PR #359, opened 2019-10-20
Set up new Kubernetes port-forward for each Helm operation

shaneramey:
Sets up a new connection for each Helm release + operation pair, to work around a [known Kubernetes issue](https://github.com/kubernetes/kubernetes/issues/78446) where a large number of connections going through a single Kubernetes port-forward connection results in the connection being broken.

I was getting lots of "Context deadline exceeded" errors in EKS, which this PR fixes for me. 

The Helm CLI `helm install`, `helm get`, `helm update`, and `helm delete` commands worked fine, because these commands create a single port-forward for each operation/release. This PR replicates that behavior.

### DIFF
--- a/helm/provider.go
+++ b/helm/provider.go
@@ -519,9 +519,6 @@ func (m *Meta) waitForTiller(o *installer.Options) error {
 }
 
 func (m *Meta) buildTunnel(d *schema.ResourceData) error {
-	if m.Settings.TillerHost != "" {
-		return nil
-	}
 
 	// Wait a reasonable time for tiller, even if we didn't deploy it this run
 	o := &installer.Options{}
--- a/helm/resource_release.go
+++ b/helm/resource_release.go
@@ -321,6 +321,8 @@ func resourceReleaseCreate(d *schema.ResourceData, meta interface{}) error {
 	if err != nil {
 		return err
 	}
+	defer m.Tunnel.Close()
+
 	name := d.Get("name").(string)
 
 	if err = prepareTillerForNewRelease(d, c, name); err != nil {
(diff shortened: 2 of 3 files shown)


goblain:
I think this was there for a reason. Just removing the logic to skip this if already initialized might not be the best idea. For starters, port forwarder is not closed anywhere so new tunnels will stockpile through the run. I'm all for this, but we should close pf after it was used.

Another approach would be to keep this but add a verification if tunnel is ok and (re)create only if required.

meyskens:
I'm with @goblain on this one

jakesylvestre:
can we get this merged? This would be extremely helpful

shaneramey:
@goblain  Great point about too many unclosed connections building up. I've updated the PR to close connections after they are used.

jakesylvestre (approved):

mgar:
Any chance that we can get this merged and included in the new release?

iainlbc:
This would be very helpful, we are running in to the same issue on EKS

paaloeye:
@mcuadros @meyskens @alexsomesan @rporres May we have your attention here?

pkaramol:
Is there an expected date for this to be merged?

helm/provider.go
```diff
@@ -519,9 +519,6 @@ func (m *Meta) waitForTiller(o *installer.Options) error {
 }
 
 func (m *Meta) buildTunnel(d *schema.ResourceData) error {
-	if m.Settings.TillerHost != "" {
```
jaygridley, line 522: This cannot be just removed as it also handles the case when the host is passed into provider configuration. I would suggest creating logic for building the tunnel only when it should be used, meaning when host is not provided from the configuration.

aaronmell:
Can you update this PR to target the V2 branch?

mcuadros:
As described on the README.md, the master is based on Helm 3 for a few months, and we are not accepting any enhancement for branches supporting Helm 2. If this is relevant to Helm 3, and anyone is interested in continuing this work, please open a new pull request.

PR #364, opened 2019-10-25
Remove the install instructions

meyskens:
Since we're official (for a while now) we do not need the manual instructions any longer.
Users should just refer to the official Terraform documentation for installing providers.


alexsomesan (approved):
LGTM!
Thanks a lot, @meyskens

···

--- PROBLEM DESCRIPTION ---
Write out the data again, exactly and in full.

--- TASK RESPONSE ---
PR #359, opened 2019-10-20
Set up new Kubernetes port-forward for each Helm operation

shaneramey:
Sets up a new connection for each Helm release + operation pair, to work around a [known Kubernetes issue](https://github.com/kubernetes/kubernetes/issues/78446) where a large number of connections going through a single Kubernetes port-forward connection results in the connection being broken.

I was getting lots of "Context deadline exceeded" errors in EKS, which this PR fixes for me. 

The Helm CLI `helm install`, `helm get`, `helm update`, and `helm delete` commands worked fine, because these commands create a single port-forward for each operation/release. This PR replicates that behavior.

### DIFF
--- a/helm/provider.go
+++ b/helm/provider.go
@@ -519,9 +519,6 @@ func (m *Meta) waitForTiller(o *installer.Options) error {
 }
 
 func (m *Meta) buildTunnel(d *schema.ResourceData) error {
-	if m.Settings.TillerHost != "" {
-		return nil
-	}
 
 	// Wait a reasonable time for tiller, even if we didn't deploy it this run
 	o := &installer.Options{}
--- a/helm/resource_release.go
+++ b/helm/resource_release.go
@@ -321,6 +321,8 @@ func resourceReleaseCreate(d *schema.ResourceData, meta interface{}) error {
 	if err != nil {
 		return err
 	}
+	defer m.Tunnel.Close()
+
 	name := d.Get("name").(string)
 
 	if err = prepareTillerForNewRelease(d, c, name); err != nil {
(diff shortened: 2 of 3 files shown)


goblain:
I think this was there for a reason. Just removing the logic to skip this if already initialized might not be the best idea. For starters, port forwarder is not closed anywhere so new tunnels will stockpile through the run. I'm all for this, but we should close pf after it was used.

Another approach would be to keep this but add a verification if tunnel is ok and (re)create only if required.

meyskens:
I'm with @goblain on this one

jakesylvestre:
can we get this merged? This would be extremely helpful

shaneramey:
@goblain  Great point about too many unclosed connections building up. I've updated the PR to close connections after they are used.

jakesylvestre (approved):

mgar:
Any chance that we can get this merged and included in the new release?

iainlbc:
This would be very helpful, we are running in to the same issue on EKS

paaloeye:
@mcuadros @meyskens @alexsomesan @rporres May we have your attention here?

pkaramol:
Is there an expected date for this to be merged?

helm/provider.go
```diff
@@ -519,9 +519,6 @@ func (m *Meta) waitForTiller(o *installer.Options) error {
 }
 
 func (m *Meta) buildTunnel(d *schema.ResourceData) error {
-	if m.Settings.TillerHost != "" {
```
jaygridley, line 522: This cannot be just removed as it also handles the case when the host is passed into provider configuration. I would suggest creating logic for building the tunnel only when it should be used, meaning when host is not provided from the configuration.

aaronmell:
Can you update this PR to target the V2 branch?

mcuadros:
As described on the README.md, the master is based on Helm 3 for a few months, and we are not accepting any enhancement for branches supporting Helm 2. If this is relevant to Helm 3, and anyone is interested in continuing this work, please open a new pull request.

PR #364, opened 2019-10-25
Remove the install instructions

meyskens:
Since we're official (for a while now) we do not need the manual instructions any longer.
Users should just refer to the official Terraform documentation for installing providers.


alexsomesan (approved):
LGTM!
Thanks a lot, @meyskens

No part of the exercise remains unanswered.